| LISTED ENTRIES |

PR #1559, opened 2026-09-11
fix: stop styling every button as read-only

AlekseyManetov:
Closes #

### Proposed Changes

Every form-js button currently renders grey with black text, because this rule overrides the accent and disabled styling for all of them:

```css
.fjs-container .fjs-button[type='submit']:read-only, … {
  color: var(--text-light);
  background-color: var(--color-background-readonly);
  border-color: var(--color-borders-readonly);
}
```
Introduced in 6bc96350 ("feat(viewer): support `readonly` attribute").
`:read-only` is the negation of `:read-write` — it matches every `<button>`, not just buttons in a readonly form. The rule is the last button background rule and one pseudo-class more specific than the accent rule above it, so it always wins. Its `color` also references `--text-light`, which does not exist; an invalid `var()` computes to `unset`, which for `color` means inherit, so the text does not fall back to the white set earlier.

Removing it restores what the existing rules already intend: accent for `submit`/`button`, bordered transparent for `reset`, and real disabled styling.

| | before | after |
|---|---|---|
| submit background | `rgb(241, 242, 244)` | `rgb(0, 119, 204)` |
| submit text | `rgb(0, 0, 0)` | `rgb(255, 255, 255)` |
| disabled text | `rgb(0, 0, 0)` | `rgb(129, 135, 152)` |

**Before**

image

**After**

image

### DIFF
--- a/packages/form-js-viewer/assets/form-js-base.css
+++ b/packages/form-js-viewer/assets/form-js-base.css
@@ -744,14 +744,6 @@
   border-color: var(--color-borders-disabled);
 }
 
-.fjs-container .fjs-button[type='submit']:read-only,
-.fjs-container .fjs-button[type='button']:read-only,
-.fjs-container .fjs-button[type='reset']:read-only {
-  color: var(--text-light);
-  background-color: var(--color-background-readonly);
-  border-color: var(--color-borders-readonly);
-}
-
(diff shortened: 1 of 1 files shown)


barmac (approved):
Good fix. It will have a noticable impact on the forms consumers.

| TO DO |
Exactly as they appear, print the lines from the one holding "border-color: var(--color-borders-disabled);" through the final line of the entries, and no others.

| EXERCISE SOLUTION |
   border-color: var(--color-borders-disabled);
 }
 
-.fjs-container .fjs-button[type='submit']:read-only,
-.fjs-container .fjs-button[type='button']:read-only,
-.fjs-container .fjs-button[type='reset']:read-only {
-  color: var(--text-light);
-  background-color: var(--color-background-readonly);
-  border-color: var(--color-borders-readonly);
-}
-
(diff shortened: 1 of 1 files shown)


barmac (approved):
Good fix. It will have a noticable impact on the forms consumers.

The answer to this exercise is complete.